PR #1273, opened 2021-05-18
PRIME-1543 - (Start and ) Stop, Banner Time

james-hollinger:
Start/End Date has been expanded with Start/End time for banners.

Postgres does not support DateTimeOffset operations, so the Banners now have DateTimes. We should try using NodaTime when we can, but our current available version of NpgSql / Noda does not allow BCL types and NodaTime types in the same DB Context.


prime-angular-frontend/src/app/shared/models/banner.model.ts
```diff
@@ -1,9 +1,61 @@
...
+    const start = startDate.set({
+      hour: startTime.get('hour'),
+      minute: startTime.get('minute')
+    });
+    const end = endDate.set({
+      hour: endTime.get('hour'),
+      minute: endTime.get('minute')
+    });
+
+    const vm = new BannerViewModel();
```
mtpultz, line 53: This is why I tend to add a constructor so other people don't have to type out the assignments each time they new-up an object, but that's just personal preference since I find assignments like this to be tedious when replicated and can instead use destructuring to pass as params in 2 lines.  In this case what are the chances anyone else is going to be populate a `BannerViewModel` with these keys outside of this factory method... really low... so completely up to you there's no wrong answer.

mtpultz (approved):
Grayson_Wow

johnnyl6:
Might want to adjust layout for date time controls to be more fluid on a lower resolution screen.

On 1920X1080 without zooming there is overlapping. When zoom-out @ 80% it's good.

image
════════════════════
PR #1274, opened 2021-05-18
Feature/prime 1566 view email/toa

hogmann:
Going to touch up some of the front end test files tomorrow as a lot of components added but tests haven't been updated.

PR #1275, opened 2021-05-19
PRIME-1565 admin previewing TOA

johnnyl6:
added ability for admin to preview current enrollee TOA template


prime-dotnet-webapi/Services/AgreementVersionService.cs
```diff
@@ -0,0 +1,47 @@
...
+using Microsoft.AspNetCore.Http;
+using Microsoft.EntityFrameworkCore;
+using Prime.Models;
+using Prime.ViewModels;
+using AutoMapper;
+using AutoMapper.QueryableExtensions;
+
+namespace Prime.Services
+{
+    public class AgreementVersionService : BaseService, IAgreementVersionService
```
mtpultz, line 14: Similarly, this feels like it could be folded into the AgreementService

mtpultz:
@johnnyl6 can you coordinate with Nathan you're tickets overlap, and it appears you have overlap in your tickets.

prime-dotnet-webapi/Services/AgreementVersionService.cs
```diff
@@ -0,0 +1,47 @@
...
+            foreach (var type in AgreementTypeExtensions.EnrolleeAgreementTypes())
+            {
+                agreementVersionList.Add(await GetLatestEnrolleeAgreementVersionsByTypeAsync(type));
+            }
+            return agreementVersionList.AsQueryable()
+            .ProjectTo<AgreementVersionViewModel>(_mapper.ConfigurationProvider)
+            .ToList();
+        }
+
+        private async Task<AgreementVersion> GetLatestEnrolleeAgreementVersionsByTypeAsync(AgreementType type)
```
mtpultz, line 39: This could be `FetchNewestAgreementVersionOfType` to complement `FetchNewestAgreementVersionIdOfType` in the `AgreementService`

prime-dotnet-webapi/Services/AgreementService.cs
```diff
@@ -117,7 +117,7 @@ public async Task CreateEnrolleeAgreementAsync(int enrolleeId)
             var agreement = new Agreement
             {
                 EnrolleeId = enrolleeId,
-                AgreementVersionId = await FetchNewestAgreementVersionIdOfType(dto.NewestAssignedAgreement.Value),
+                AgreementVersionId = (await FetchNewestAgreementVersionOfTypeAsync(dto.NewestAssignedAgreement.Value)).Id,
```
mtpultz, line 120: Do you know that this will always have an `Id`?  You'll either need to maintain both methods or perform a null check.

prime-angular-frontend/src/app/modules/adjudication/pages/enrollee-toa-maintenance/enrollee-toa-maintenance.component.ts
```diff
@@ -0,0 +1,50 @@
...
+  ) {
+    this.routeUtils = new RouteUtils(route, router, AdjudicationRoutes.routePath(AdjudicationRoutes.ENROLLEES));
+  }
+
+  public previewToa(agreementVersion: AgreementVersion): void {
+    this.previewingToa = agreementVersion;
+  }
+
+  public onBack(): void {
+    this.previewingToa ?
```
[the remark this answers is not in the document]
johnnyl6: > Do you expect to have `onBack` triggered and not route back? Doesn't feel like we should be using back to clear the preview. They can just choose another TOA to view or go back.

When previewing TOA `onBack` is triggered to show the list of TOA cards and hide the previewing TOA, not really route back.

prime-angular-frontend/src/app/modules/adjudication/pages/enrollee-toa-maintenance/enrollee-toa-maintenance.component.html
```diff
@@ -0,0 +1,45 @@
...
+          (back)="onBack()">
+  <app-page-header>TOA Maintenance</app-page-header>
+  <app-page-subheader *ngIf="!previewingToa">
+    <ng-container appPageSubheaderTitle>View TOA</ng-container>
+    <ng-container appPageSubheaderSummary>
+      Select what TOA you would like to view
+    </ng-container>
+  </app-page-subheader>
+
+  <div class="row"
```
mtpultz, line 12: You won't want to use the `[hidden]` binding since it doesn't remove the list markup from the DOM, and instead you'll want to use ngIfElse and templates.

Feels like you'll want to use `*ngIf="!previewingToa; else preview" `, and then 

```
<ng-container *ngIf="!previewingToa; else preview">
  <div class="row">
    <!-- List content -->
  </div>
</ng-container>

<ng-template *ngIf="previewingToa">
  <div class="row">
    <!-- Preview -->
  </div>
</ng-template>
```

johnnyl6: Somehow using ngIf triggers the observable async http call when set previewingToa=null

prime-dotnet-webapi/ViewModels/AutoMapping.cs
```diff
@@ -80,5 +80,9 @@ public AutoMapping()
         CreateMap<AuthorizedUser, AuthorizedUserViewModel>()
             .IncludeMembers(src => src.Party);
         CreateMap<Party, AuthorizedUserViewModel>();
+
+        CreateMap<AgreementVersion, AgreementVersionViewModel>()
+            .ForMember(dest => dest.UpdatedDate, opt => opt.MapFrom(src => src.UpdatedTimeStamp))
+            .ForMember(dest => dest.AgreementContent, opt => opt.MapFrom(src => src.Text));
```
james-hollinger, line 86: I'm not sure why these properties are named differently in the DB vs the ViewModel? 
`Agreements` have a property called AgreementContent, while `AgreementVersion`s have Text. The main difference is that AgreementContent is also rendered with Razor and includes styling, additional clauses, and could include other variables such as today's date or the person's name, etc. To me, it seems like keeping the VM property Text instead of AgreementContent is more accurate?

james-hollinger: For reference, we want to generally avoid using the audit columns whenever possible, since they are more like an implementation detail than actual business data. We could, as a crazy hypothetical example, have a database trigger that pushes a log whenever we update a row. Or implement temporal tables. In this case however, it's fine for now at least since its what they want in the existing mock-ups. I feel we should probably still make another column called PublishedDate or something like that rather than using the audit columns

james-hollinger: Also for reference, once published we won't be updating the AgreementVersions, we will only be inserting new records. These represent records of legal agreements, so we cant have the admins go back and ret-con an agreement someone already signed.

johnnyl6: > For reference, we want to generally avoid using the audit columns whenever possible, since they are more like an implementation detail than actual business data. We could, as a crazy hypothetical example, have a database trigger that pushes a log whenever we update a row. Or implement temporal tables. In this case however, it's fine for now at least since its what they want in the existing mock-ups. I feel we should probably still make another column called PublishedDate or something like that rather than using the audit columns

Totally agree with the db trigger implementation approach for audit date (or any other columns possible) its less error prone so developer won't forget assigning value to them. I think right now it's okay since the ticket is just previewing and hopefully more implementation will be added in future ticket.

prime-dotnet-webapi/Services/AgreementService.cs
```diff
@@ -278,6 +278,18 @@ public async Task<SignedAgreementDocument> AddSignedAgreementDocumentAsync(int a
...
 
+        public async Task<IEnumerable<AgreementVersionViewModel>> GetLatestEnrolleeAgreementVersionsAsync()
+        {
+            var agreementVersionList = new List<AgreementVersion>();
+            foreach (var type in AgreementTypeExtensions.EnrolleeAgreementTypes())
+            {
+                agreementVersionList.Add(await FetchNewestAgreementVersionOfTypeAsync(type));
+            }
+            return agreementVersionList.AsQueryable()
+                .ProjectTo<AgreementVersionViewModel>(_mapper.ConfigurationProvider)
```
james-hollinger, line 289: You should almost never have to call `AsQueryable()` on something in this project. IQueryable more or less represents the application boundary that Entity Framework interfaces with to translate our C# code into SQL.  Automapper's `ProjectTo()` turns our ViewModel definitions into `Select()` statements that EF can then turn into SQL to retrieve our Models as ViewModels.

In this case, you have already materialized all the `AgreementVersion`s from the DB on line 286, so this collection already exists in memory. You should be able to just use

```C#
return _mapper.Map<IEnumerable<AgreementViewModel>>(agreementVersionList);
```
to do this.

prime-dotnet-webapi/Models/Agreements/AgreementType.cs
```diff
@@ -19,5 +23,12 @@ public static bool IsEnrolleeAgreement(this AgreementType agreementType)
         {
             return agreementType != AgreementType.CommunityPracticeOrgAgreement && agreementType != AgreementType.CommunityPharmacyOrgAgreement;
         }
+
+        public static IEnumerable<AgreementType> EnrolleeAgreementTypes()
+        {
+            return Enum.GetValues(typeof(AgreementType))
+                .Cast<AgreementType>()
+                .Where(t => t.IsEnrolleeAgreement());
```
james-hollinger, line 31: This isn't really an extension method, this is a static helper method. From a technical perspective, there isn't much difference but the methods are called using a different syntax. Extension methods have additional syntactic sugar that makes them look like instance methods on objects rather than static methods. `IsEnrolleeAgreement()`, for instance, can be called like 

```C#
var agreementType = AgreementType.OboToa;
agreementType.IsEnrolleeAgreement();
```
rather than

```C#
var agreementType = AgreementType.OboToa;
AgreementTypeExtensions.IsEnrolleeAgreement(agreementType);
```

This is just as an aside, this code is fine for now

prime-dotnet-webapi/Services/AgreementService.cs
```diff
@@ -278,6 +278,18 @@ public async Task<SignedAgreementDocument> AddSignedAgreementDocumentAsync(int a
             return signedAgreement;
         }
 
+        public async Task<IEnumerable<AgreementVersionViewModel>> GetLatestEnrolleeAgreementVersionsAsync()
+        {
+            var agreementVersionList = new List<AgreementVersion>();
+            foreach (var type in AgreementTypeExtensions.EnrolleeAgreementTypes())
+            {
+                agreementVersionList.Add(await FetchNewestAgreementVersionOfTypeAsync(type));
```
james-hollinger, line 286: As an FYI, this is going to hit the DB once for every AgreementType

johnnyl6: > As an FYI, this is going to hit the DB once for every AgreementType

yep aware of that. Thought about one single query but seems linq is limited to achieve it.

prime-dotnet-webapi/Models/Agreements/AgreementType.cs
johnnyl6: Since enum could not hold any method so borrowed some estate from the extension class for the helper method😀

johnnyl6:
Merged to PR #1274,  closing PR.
════════════════════
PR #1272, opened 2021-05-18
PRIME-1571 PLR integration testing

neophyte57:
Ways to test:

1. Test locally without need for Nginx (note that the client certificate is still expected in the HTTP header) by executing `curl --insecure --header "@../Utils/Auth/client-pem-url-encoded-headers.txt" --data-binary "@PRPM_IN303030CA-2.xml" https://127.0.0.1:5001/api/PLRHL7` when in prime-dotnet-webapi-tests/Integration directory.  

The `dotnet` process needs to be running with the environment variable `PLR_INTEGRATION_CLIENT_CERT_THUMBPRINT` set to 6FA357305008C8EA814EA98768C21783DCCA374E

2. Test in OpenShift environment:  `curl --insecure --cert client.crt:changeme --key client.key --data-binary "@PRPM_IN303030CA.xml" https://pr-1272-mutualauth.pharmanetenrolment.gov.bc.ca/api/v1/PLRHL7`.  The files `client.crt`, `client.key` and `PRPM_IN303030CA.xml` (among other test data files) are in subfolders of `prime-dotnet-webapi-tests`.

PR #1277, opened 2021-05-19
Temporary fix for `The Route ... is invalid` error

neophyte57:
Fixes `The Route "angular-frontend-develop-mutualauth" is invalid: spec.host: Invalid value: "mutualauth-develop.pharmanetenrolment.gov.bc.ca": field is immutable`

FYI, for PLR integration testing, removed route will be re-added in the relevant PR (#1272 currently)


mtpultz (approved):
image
════════════════════
• _EXERCISE BRIEF_:
Go through the records and report each line that contains "without".

• _YOUR SOLUTION_:
On 1920X1080 without zooming there is overlapping. When zoom-out @ 80% it's good.
1. Test locally without need for Nginx (note that the client certificate is still expected in the HTTP header) by executing `curl --insecure --header "@../Utils/Auth/client-pem-url-encoded-headers.txt" --data-binary "@PRPM_IN303030CA-2.xml" https://127.0.0.1:5001/api/PLRHL7` when in prime-dotnet-webapi-tests/Integration directory.  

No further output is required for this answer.